Here are some things that lenders look for when taking your credit history into consideration:
• Save Your Money When You Can – Creating a healthy saving routine every time you’re paid, or as often as your budget allows, will show a few things: 1. A lender sees your funds continually building over time. 2. You’re less of a risk knowing you have access to available funds to depend on when, if at all, needed.
• Keep Your Accounts Open – Even if this isn’t your primary checking and savings account, keep it open with just the minimum requirement remaining in the balance. This represents longevity and a source of positive banking history, so long as no automatic payments are withdrawn. We want to avoid having a negative balance.
• Positive Balances ONLY – Withdrawing more funds than what you have will result in a negative balance, which in turn signals an overdraft charge. It’s always a good idea to keep a watchful eye on your bank account balance as well as pending/processing transactions. It may say you have a certain amount available, but if a charge is still processing, it may not post until the next business day. So, in reality, you may have to do a little math and keep a running tally in your check register to know exactly how much you have remaining before accidentally over drafting from your account.

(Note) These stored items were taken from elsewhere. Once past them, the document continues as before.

PR #221, opened 2019-11-05
Assignment 5 completed

Tpirtle:


Mailbox/Person.cs
```diff
@@ -1,4 +1,52 @@
...
+using System.Diagnostics.CodeAnalysis;
+
+namespace Mailbox
 {
+    public struct Person : IEquatable<Person>
+    {
+        public string FirstName { get; set; }
+        public string LastName { get; set; }
+
+        public Person(string _FirstName, string _LastName)
```
crackerJackTech: Incoming parameters should be Camal case

Mailbox/DataLoader.cs
```diff
@@ -1,21 +1,58 @@
...
+                {
+                    Mailbox mailbox = JsonConvert.DeserializeObject<Mailbox>(line);
+                    mailboxes.Add(mailbox);
+                }
+                return mailboxes;
+            }
+            catch (JsonReaderException)
+            {
+                return null;
+            }
```
crackerJackTech: The StreamReader needs to be Disposed at the end of the Load method and the StreamWriter should also be Disposed at the end of the Save method

Mailbox/Program.cs
```diff
@@ -89,17 +89,61 @@ static void Main(string[] args)
...
-            
+            if (mailboxes == null)
+                throw new ArgumentNullException("Mailboxes is null");
+
+            string list = "";
+            foreach(Mailbox mailbox in mailboxes)
+            {
+                list += mailbox.Owner.ToString()+"\n";
+            }
+            return list;
```
NikolasGraham: From my understanding he was asking for 'distinct' owners. Meaning if an owner owned 2 mailboxes, to only return their name once, not twice. You're just going through every mailbox and adding their name regardless of who they are, even if they are already on the list.

Mailbox/Mailbox.cs
```diff
@@ -1,4 +1,27 @@
-﻿namespace Mailbox
+﻿using System;
+
+namespace Mailbox
 {
+    public class Mailbox
+    {
+        public Size _Size { get; set; }
```
Keboo: Properties should be PascalCase

Mailbox/DataLoader.cs
```diff
@@ -1,21 +1,58 @@
...
+using System;
+using System.Collections.Generic;
 using System.IO;
 
 namespace Mailbox
 {
-    public class DataLoader
+    public class DataLoader : IDisposable
     {
+        public Stream stream { get; set; }
```
Keboo: Properties should be PascalCase
```suggestion
        public Stream Stream { get; }
```

Mailbox/DataLoader.cs
```diff
@@ -1,21 +1,58 @@
...
+            stream.Position = 0;
+
+            StreamWriter writer = new StreamWriter(stream);
+            foreach (Mailbox mailbox in mailboxes)
+            {
+                writer.Write(JsonConvert.SerializeObject(mailbox));
+            }
+        }
+
+        public void Dispose()
```

Mailbox/DataLoader.cs
```diff
@@ -1,21 +1,58 @@
...
 namespace Mailbox
 {
-    public class DataLoader
+    public class DataLoader : IDisposable
     {
+        public Stream stream { get; set; }
         public DataLoader(Stream source)
         {
+            if (source == null)
+                throw new ArgumentNullException("The source is null");
```
Keboo: The parameter passed to this exception's constructor should be the parameter name; not a message

Mailbox/DataLoader.cs
```diff
@@ -1,21 +1,58 @@
...
+            {
+                return null;
+            }
         }
 
         public void Save(List<Mailbox> mailboxes)
         {
-            
+            if (mailboxes == null)
+                throw new ArgumentNullException("mailboxes are null");
```
Keboo: The parameter passed to this exception's constructor should be the parameter name; not a message

Mailbox/Person.cs
```diff
@@ -1,4 +1,52 @@
...
+        public bool Equals([AllowNull] Person other)
+        {
+            return FirstName == other.FirstName && LastName == other.LastName;
+        }
+
+        public override bool Equals(object? obj)
+        {
+            if (obj is null)
+            {
+                throw new ArgumentNullException(nameof(obj));
```
Keboo: Equals creates an exception of type ArgumentNullException. Exceptions should not be raised in this type of method. If this exception instance might be raised, change this method's logic so it no longer raises an exception.

Mailbox/Mailbox.cs
```diff
@@ -1,4 +1,27 @@
...
+        public (int x, int y) Location { get; set; }
+        public Person Owner { get; set; }
+
+        public Mailbox(Size size, ValueTuple<int,int> location, Person owner)
```
```suggestion
        public Mailbox(Size size, (int,int) location, Person owner)
```

Mailbox.Tests/DataLoaderTests.cs
```diff
@@ -0,0 +1,69 @@
...
+            }
+            dataLoader.Dispose();
+        }
+
+        public List<Mailbox> getTestData()
+        {
+            List<Mailbox> mailboxes = new List<Mailbox>();
+
+            //Locations for the mailboxes
+            ValueTuple<int, int> loc = (0, 0);
```
Keboo: ValueTuple syntax can be simplified
```suggestion
           (int, int) loc = (0, 0);
```

Mailbox.Tests/DataLoaderTests.cs
```diff
@@ -0,0 +1,69 @@
...
+    [TestClass]
+    public class DataLoaderTests
+    {
+
+        [TestMethod]
+        [ExpectedException(typeof(ArgumentNullException))]
+        public void ConstructorPassedNull()
+        {
+            DataLoader dataLoader = new DataLoader(null);
+            dataLoader.Dispose();
```
Keboo: If the constructor throws, you will never get to this Dispose

Mailbox.Tests/DataLoaderTests.cs
```diff
@@ -0,0 +1,69 @@
...
+        }
+
+        [TestMethod]
+        [ExpectedException(typeof(ArgumentNullException))]
+        public void SavePassedNull()
+        {
+            MemoryStream stream = new MemoryStream();
```
```suggestion
            using MemoryStream stream = new MemoryStream();
```

Mailbox.Tests/DataLoaderTests.cs
```diff
@@ -0,0 +1,69 @@
...
+            DataLoader dataLoader = new DataLoader(stream);
```
Keboo: Rather than trying to dispose this manually, it would be better to dispose it with a using statement.
```suggestion
            using DataLoader dataLoader = new DataLoader(stream);
```

Mailbox.Tests/ProgramTests.cs
```diff
@@ -0,0 +1,130 @@
...
+        [ExpectedException(typeof(ArgumentNullException))]
+        public void AddMailbox_nullLastName()
+        {
+            Mailboxes mailboxes = new Mailboxes(getTestData(), 50, 10);
+            Program.AddNewMailbox(null, "Jim", null, Size.Small);
+        }
+
+        [TestMethod]
+        [ExpectedException(typeof(ArgumentNullException))]
+        public void getMailBoxDetails_NullMailboxes()
```
Keboo: Method names should be CamelCase
```suggestion
        public void GetMailBoxDetails_NullMailboxes()
```

Mailbox/Mailbox.cs
```diff
@@ -1,4 +1,27 @@
...
+            Owner = owner;
+        }
 
+        public override string ToString()
+        {
+            if (_Size == Size.Unspecified)
+            {
+                return "";
+            }
+            return $"Owner: {Owner.LastName} {Owner.FirstName}, Location: {Location.x},{Location.y}, Size: {_Size}";
```

Mailbox/Person.cs
```diff
@@ -1,4 +1,52 @@
...
+            }
+
+            return Equals(obj as Person?);
```
Keboo: This method is recursive because `Person?` will call back into itself.

Mailbox/Person.cs
```diff
@@ -1,4 +1,52 @@
...
+        }
+
+        public override string ToString()
+        {
+            return $"{FirstName} {LastName}";
+        }
+
+        public static bool operator ==(Person a, Person b)
+        {
+            if (ReferenceEquals(a, b)) return true;
```
Keboo: This will actually never match. The parameters of `ReferenceEquals` are `object`. So it boxes the values into their own references.

PR #222, opened 2019-11-06
Submit Assignment 5

markdietzler:
Write branch this time.

### DIFF
--- a/Mailbox/DataLoader.cs
+++ b/Mailbox/DataLoader.cs
@@ -1,21 +1,61 @@
-﻿using System.Collections.Generic;
+﻿using Newtonsoft.Json;
+using System;
 using System.IO;
 
-namespace Mailbox
-{
-    public class DataLoader
-    {
-        public DataLoader(Stream source)
-        {
+namespace Mailbox {
+    public class DataLoader : IDisposable {
+        bool disposedFlag = false;
+
+        private readonly Stream _Source;
+        public DataLoader(Stream newStreamSource) {
+            _Source = newStreamSource ?? throw new ArgumentNullException($"{nameof(newStreamSource)} was null.");
         }
 
-        public List<Mailbox> Load()
-        {
+        public Mailbox[,] Load() {
+
+            _Source.Position = 0;
+            Mailbox[,] returnMe;
+
+
+            using (StreamReader streamReader = new StreamReader(_Source, leaveOpen: true)) {
+                try {
+                    returnMe = JsonConvert.DeserializeObject<Mailbox[,]>(streamReader.ReadLine());
+                } catch (Exception exceptionCaught) {
+                    if(exceptionCaught is JsonReaderException || exceptionCaught is ArgumentNullException)
+                    {
+                        return null;
+                    }
+                    throw;
+                }
+            }
+            return returnMe;
         }
 
-        public void Save(List<Mailbox> mailboxes)
+        public void Save(Mailbox[,] mailboxes)
         {
-            
+            _Source.Position = 0;
+            using (StreamWriter streamWriter = new StreamWriter(_Source, leaveOpen: true))
+            {
+                streamWriter.WriteLine(JsonConvert.SerializeObject(mailboxes));
+            }
+        }
+
+        public void Dispose()
+        {
+            Dispose(true);
+            GC.SuppressFinalize(this);
+        }
+
+        protected virtual void Dispose(bool disposing)
+        {
+            if (disposedFlag)
+                return;
+            if(disposing)
+            {
+                _Source.Dispose();
+            }
+
+            disposedFlag = true;
         }
     }
 }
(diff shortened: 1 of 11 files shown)


Mailbox/Mailbox.cs
```diff
@@ -1,4 +1,20 @@
 ﻿namespace Mailbox
 {
+    public class Mailbox
+    {
+        public Sizes mSize { get; }
+        public (int, int) mLocation { get; }
+        public Person mOwner { get; set; }
```
samrnixon: How come mOwner is also "settable"? I think it can be read only.

Mailbox/DataLoader.cs
```diff
@@ -1,21 +1,61 @@
...
 using System.IO;
 
-namespace Mailbox
-{
-    public class DataLoader
-    {
-        public DataLoader(Stream source)
+namespace Mailbox {
+    public class DataLoader : IDisposable {
+        bool disposedFlag = false;
```

Mailbox/Mailbox.cs
```diff
@@ -1,4 +1,20 @@
 ﻿namespace Mailbox
 {
+    public class Mailbox
+    {
+        public Sizes mSize { get; }
```
Keboo: Properties should be PascalCase

Mailbox/Mailbox.cs
Keboo: Properties should be PascalCase

Mailbox/Mailbox.cs
```diff
@@ -1,4 +1,20 @@
...
+        public (int, int) mLocation { get; }
```
Keboo: Properties should be PascalCase

Mailbox/Mailbox.cs
```diff
@@ -1,4 +1,20 @@
...
+        public Person mOwner { get; set; }
+        public Mailbox(Sizes newSize, (int, int) newLocation, Person newOwner)
+        {
+            this.mSize = newSize;
+            this.mLocation = mLocation;
```
Keboo: The property mLocation should not be assigned to itself.

Mailbox/Mailboxes.cs
```diff
@@ -1,63 +1,57 @@
-﻿using System;
-using System.Collections.Generic;
-
-namespace Mailbox
+﻿namespace Mailbox
 {
-    public class Mailboxes : List<Mailbox>
+    public class Mailboxes
     {
-        public Mailboxes(IEnumerable<Mailbox> collection, int width, int height)
```
Keboo: Properties should be PascalCase

Mailbox/Person.cs
```diff
@@ -1,4 +1,27 @@
-﻿namespace Mailbox
+﻿using System;
+using System.Diagnostics.CodeAnalysis;
+
+namespace Mailbox
 {
+    public struct Person : IEquatable<Person>
+    {
+        public string _FirstName;
```

Mailbox/Person.cs
```diff
@@ -1,4 +1,27 @@
...
+        public string _LastName;
```

Mailbox/Person.cs
```diff
@@ -1,4 +1,27 @@
-﻿namespace Mailbox
+﻿using System;
+using System.Diagnostics.CodeAnalysis;
+
+namespace Mailbox
 {
+    public struct Person : IEquatable<Person>
```

Mailbox/Mailbox.cs
```diff
@@ -1,4 +1,20 @@
 ﻿namespace Mailbox
 {
+    public class Mailbox
+    {
+        public Sizes mSize { get; }
+        public (int, int) mLocation { get; }
+        public Person mOwner { get; set; }
+        public Mailbox(Sizes newSize, (int, int) newLocation, Person newOwner)
```
Keboo: Parameter newLocation of method .ctor is never used. Remove the parameter or use it in the method body.

Mailbox/DataLoader.cs
```diff
@@ -1,21 +1,61 @@
...
+
+            _Source.Position = 0;
+            Mailbox[,] returnMe;
+
+
+            using (StreamReader streamReader = new StreamReader(_Source, leaveOpen: true)) {
+                try {
+                    returnMe = JsonConvert.DeserializeObject<Mailbox[,]>(streamReader.ReadLine());
+                } catch (Exception exceptionCaught) {
+                    if(exceptionCaught is JsonReaderException || exceptionCaught is ArgumentNullException)
```
Keboo: Rather than this `if` it would be better to have multiple catch blocks for each of these exception types.

Mailbox/Program.cs
```diff
@@ -1,105 +1,107 @@
...
+            string result = "";
+            foreach (Mailbox mailbox in mailboxes.mMailBoxesArray) {
+                if(mailbox is null) {
+                    continue;
+                }
+                if(!result.Contains(mailbox.mOwner.toString())) {
+                    result += mailbox.mOwner.toString() + "\n";
+                }
+            }
+            return result;
```

PR #219, opened 2023-09-08
fix(tgi): typer does not support Union types

dacorvo:
In my latest pull-request I accepted a comment to be more accurate with type hinting, but unfortunately typer does not support Union types.


JingyaHuang (approved):
LGTM

PR #223, opened 2023-09-11
Add support for Llama inference through NeuronModelForCausalLM

dacorvo:
This pull-request enables the conversion of llama or llama v2 checkpoints into NeuronModelForCausalLM models.

The converted models can be pushed to the hub as specified in the documentation.

This pull-request also allows to use these models in Inferentia2 TGI containers.

Live demo here:
https://huggingface.co/spaces/dacorvo/inf2-chat

Know issues:
- there is a bug in the serialization that prevents precompiled llama models to be fully reloaded. As a consequence, some parts of the model will be recompiled on every instantiation (i.e. when `from_pretrained` is called),
- there is another bug that leads to corrupted outputs if the model static batch size is > 2.

These two issues should be fixed in an upcoming release of the `transformers-neuronx` library.

EDIT:

I had to add a fix to remove Marian hacks, that had been copied from an earlier version of the `transformers` `GenerationMixin`, and were removed in `4.32.0`: https://github.com/huggingface/transformers/pull/25294.

### DIFF
--- a/optimum/exporters/neuron/model_configs.py
+++ b/optimum/exporters/neuron/model_configs.py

A helpful way to prevent this from occurring is by going into your account settings and turning on a minimum requirement alert, this will notify you when you are getting close to using more money than you actually have at the moment.
• Payment Consistency – Did you know you can schedule the due date for your monthly bills? It’s true in most cases, and this will help avoid missing a due date! It’s really important to make your full payments on time, every time! On-time payments show discipline and consistency, which makes you less of a risk in the bank’s eyes.
A helpful tip here would be to go through all of your bill due dates, and align them with how often you get paid.
For example: If I get paid on the 1st and the 15th of every month, it would be in my best interest to split my bills in half. Not in amount of course, what I mean by that is I would pay half of my bills on the 1st, and the rest on the 15th. That way, I am not using an entire paycheck for all of my bills at once, nor am I having to remember to pay each bill on their separate due dates.
Make it easier on yourself, you have more control over this than you may know!
Ultimately, no matter which credit-building strategy you choose, many of the same rules apply. Some things to keep in mind after reading this article is that having any type of credit is always going to be better than having no credit at all, consistency and positive patterns in your payment history is absolutely key, and it is not the end of the road if your credit score is low – it’s just the beginning!